Opinion
No. CV94 0361257S
August 3, 1994 CT Page 7853
MEMORANDUM OF DECISION
Martyn W. Philpot Jr., for plaintiff.
Siegel, O'Connor, Schiff Zangari for defendant.
This case comes before the court on the defendants' motion to dismiss the plaintiff's appeal from his expulsion from Lyman Hall High School on March 30, 1994.
The defendants, Wallingford Board of Education ("board"), and its members, assert that there is no right of appeal to the Superior Court from the expulsion of a student from public school pursuant to General Statutes 10-233d and that the court is without jurisdiction to review the exercise of the board's discretion in that determination.
The plaintiff asserts at paragraph 4 of his appeal that appeal from the decision of the board is authorized by § 4-183 C.G.S.
That statute is part of the Uniform Administrative Procedure Act ("UAPA") which applies to administrative agencies. "Agency" is defined in another provision of the UAPA as
each state board, commission, department or office authorized by law to make regulations or to determine contested cases, but does not include . . . town or regional boards of education . . . [emphasis supplied].
General Statutes § 4-166 (1).
The Connecticut Supreme Court has repeatedly held that since the enactment of P.A. 75-529, boards of education are not subject to the provisions of the UAPA. See, e.g., Neyland v. Board of Education, 195 Conn. 174, 177-79 (1985); Lee v. Board of Education, 181 Conn. 69, 74-76 (1980). As the Court explained in Lee, shortly after the Supreme Court decided, in Murphy v. Board of Education, 167 Conn. 368 (1974), that the UAPA applied to local boards of education, the legislature amended General Statutes § 4-166 (1) expressly to exclude such boards. See P.A. 75-529 § 2. The present state of the law is that boards of education are expressly excluded from the definition of those agencies whose decisions are subject to the appeal procedures of the UAPA.

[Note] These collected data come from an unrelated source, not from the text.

PR #1651, opened 2026-06-21
fix(portal): dashboard 404 not 500 for soft-deleted linked client (BUG C)

Balizero1987:
## BUG C — portal dashboard 500 when the linked client is soft-deleted

Found by live-browser E2E test on 2026-06-22.

### Root cause
`get_dashboard` does `SELECT ... FROM clients WHERE id = $1 AND deleted_at IS NULL` and raises `ValueError("Client X not found")` when the row is soft-deleted. The router caught every exception as a blanket **500**, so a portal account linked to a soft-deleted client crashes the whole dashboard.

### Fix
Catch `ValueError` separately and return **404 "Client not found"** — a missing/soft-deleted client is a not-found condition, not an internal error. The frontend already handles a failed dashboard fetch. Generic exceptions still return 500.

### Test
`test_dashboard_client_not_found_returns_404_not_500` (RED before fix, GREEN after). Full `test_portal.py` 33/33 green.

### DIFF
--- a/apps/backend-rag/backend/app/routers/portal.py
+++ b/apps/backend-rag/backend/app/routers/portal.py
@@ -282,6 +282,16 @@ async def get_dashboard(
             "success": True,
             "data": data,
         }
+    except ValueError as e:
+        # BUG C: get_dashboard raises ValueError("Client X not found") when the
+        # linked client row is gone / soft-deleted (it filters
+        # `... WHERE id = $1 AND deleted_at IS NULL`). That's a not-found
+        # condition, not an internal error — surface 404 so a soft-deleted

The statute which authorizes boards of education to expel or suspend students from attendance at public schools, General Statutes § 10-233d, does not provide for an appeal to the court from such administrative decisions.
As the Supreme Court noted in Delagorges v. Board of Education, 176 Conn. 630, 633 (1979)
There is no inherent right to judicial review of administrative actions. This court has repeatedly held that appeals to the courts taken from administrative officers or boards may be taken only when a statute provides authority for judicial intervention. Norwich Land Co. v. Public Utilities Commission, 170 Conn. 1, 6, 363 A.2d 1386 (1975); Miller v. Board of Education, 166 Conn. 189, 191, 348 A.2d 584 (1974); Tazza v. Planning Zoning Commission, 164 Conn. 187, 190, 319 A.2d 393 (1972).
The plaintiff urges that because § 10-233d makes reference to sections of the UAPA with regard to the procedures to be used at the expulsion hearing, the legislature should be assumed to have,sub silentio, authorized appeals to the courts from the rulings resulting from such hearings. The principle of statutory construction inclusio unius est exclusio alterius precludes such an interpretation. The failure of the General Assembly expressly to provide for appeals from expulsions and the express exclusion of school boards from the scope of the UAPA signal that no right of appeal from such an administrative action exists.
The UAPA is the only source identified by the plaintiff as giving this court jurisdiction to review the action of the board and its members. Having found that the UAPA does not, in fact, confer appellate jurisdiction, in this situation, the court hereby dismisses the appeal.